What is the relationship between average distance between 2 random points in a cube, with min and max?

3.5k Views Asked by At

I wrote a computer program to simulate the minimum, average, and maximum distance between $2$ random points in a unit length cube (such as $1$ cubic foot). The minimum possible distance is $0$ and the maximum possible distance is about $1.73$ (Square root of $3$), but what I am wondering is why is the average distance somewhere around $0.66$? I am trying to figure out what is the relationship between that average distance and the max. For example, if we have points $(0,0,0)$ and $(1,1,1)$, that is a distance of about $1.73$, the maximum possible. If we instead have $(0,0,0)$, $(.5, .5, .5)$. That is a distance of about $0.866$.

All I am looking for here is some explanation of why the average distance is about $0.66$ units and what the relationship is to the max. A fair question is why is the average distance less than half of the max distance when it seems the average distance between each coordinate component (x,y,z) should be around $0.5$? I suppose if you assume the smaller of (x1,x2) is already more than $0.5$, then the max x difference will be less than $0.5$ so I assume it is related to the probability that one of more of the 3 dimensional point coordinates has a lower value already greater than $0.5$ (half of the unit size of the cube).

Perhaps this can be approximated by using probability that the lower value of all of x,y,z will be greater than or less than $0.5$ and also coming up with some type of average when only $1$ dimension changes and then extrapolating that to all $3$ dimensions. I was a little surprised when I got about $0.66$. I will get a good average, using $1$ billion pairs of points.

3

There are 3 best solutions below

2
On BEST ANSWER

Firstly note that "random" is meaningless without specifying a distribution. I'll assume that you mean "uniformly random".

It seems the average distance between each coordinate component (x,y,z) shouold be around 0.5.

Why should this be? If you choose two uniformly random points $p,q$ from $[0,1]$, if $p = 0$ then indeed the average distance between them is $\frac12$, but if $p = \frac12$ then the average distance is only $\frac14$. In general, the average distance given $p$ is $\int_0^1 |q-p|\ dq = \frac12(p^2+(1-p)^2)$, and hence the overall average distance is $\int_0^1 \frac12(p^2+(1-p)^2)\ dp = [\frac16(p^3-(1-p)^3)]_0^1 = \frac13$.

As for the original problem, you want average distance, but that cannot be computed from the average distance in each coordinate, because you want Euclidean distance and not rectilinear distance.
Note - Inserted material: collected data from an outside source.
PR #2940, opened 2025-02-12
CLDC-3829 Add guidance link and deadlines to log pages

kosiakkatrina:
On not started logs:
image

On incomplete logs with start date that is not overdue:
image

On  incomplete logs with start date that is overdue:
image


app/helpers/collection_deadline_helper.rb
```diff
@@ -61,11 +61,12 @@ def quarter_dates(year)
       first_quarter(year).merge(quarter: "Q1"),
       second_quarter(year).merge(quarter: "Q2"),
       third_quarter(year).merge(quarter: "Q3"),
+      fourth_quarter(year).merge(quarter: "Q4"),
```
kosiakkatrina, line 64: Not sure if there's a reason this wasn't here, but let me know if this messes with anything else that I might have not noticed

app/helpers/collection_deadline_helper.rb
```diff
@@ -61,11 +61,12 @@ def quarter_dates(year)
...
     ]
   end
 
   def quarter_for_date(date: Time.zone.now)
-    quarters = quarter_dates(current_collection_start_year)
+    quarters = quarter_dates(collection_start_year_for_date(date))
```
kosiakkatrina: This should still work the same with the default date, but in the cases where we want to get a quarter that is outside of this year, I think it makes sense to get the relevant collection year

app/frontend/styles/_red-link.scss
```diff
@@ -9,6 +9,10 @@
   color: govuk-colour("red");
 }
 
+.app-red-text {
+  color: govuk-colour("red");
+}
+
```
carolynbarker: this isn't really about links so I'm not sure it goes here - is there a file with more text/headers/warnings sort of styling that would be a better fit?

app/helpers/tasklist_helper.rb
```diff
@@ -70,6 +71,20 @@ def tasklist_link_class(status)
...
   end
 
+  def deadline_text(log)
+    return if log.completed?
+    return if log.startdate.nil?
+
+    log_quarter = quarter_for_date(date: log.startdate)
+    deadline_for_log = log_quarter.cutoff_date
+
+    if deadline_for_log > Time.zone.now
```
carolynbarker: What happens on the day itself? Do we have to worry about timezones?

spec/helpers/tasklist_helper_spec.rb
```diff
@@ -204,4 +204,42 @@
...
+      let(:log) { build(:sales_log, saledate: Time.zone.local(2025, 6, 1)) }
+
+      it "returns the deadline text" do
+        allow(Time.zone).to receive(:now).and_return(Time.zone.local(2025, 5, 7))
+        allow(Time.zone).to receive(:today).and_return(Time.zone.local(2025, 5, 7))
+        expect(deadline_text(log)).to include("Deadline: ")
+      end
+    end
+
+    context "when today is after the deadline for log with sale/start date" do
```
carolynbarker, line 243: I think it would be nice to have a test giving expected behaviour on the deadline day itself

carolynbarker (approved):

app/frontend/styles/_red-link.scss
kosiakkatrina: Yep, moved it to the tasklist.scss

app/helpers/tasklist_helper.rb
kosiakkatrina: Good point, I thought that we'd show the deadline (instead of overdue), but it appears that it's not what it was doing. I updated it now!

spec/helpers/tasklist_helper_spec.rb
kosiakkatrina: Added a test!

spec/helpers/tasklist_helper_spec.rb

Note that $\frac1{\sqrt{3}}(a+b+c) \le \sqrt{a^2+b^2+c^2} \le a+b+c$ for any non-negative reals $a,b,c$, so we know that the average distance is at least $\frac1{\sqrt{3}} \approx 0.577$ and is at most $1$, since expectation is linear. This bound isn't tight, of course. The right-hand inequality is particularly loose.

The exact answer is:

$\int_0^1 \int_0^1 \int_0^1 \int_0^1 \int_0^1 \int_0^1 \sqrt{(p_1-q_1)^2+(p_2-q_2)^2+(p_3-q_3)^2}\ dp_1\ dp_2\ dp_3\ dq_1\ dq_2\ dq_3$.

Which Jack has already provided a numerical value for.

1
On

The average distance in a unit cube is given by the multiple integral $$ I=\int_{[0,1]^6}\sqrt{(x-X)^2+(y-Y)^2+(z-Z)^2}\,d\mu $$ whose numerical value is around $\color{red}{0.6617}$. You simulations are correct.

We may also notice that the average value of $(x-X)^2$ is $\frac{1}{6}$, hence the inequality $$ I \leq \sqrt{\frac{1}{6}+\frac{1}{6}+\frac{1}{6}}=\frac{1}{\sqrt{2}} $$ holds by convexity. By using tails approximations it can be checked that it is not terribly crude, so the average distance is expected to be closer to $0.7$ than to $0.5$ also without explicit computations.

3
On

In one dimension, the minimum distance is $0$ and the maximum is $1$. The average is less than $\frac 12$ because it is hard to get large distances. One point needs to be near one end of the interval and the other needs to be near the other. If we call the points $x,y$, the average distance is $$\int_0^1 \int_0^1 |x-y| \;dx \;dy=2\int_0^1 \int _y^1 x-y \; dx \; dy\\ =2\int_0^1(\frac {x^2}2-xy)|_y^1\;dy\\=2\int_0^1(\frac {1-y^2}2-y+y^2)dy\\=2(\frac y2+\frac {y^3}6-\frac {y^2}2)|_0^1\\=\frac 13$$ where the first equality comes from integrating only over the triangle where $x\ge y$ and doubling the result by symmetry. The same effect makes the average in three dimensions less than the midpoint of $0$ and the maximum.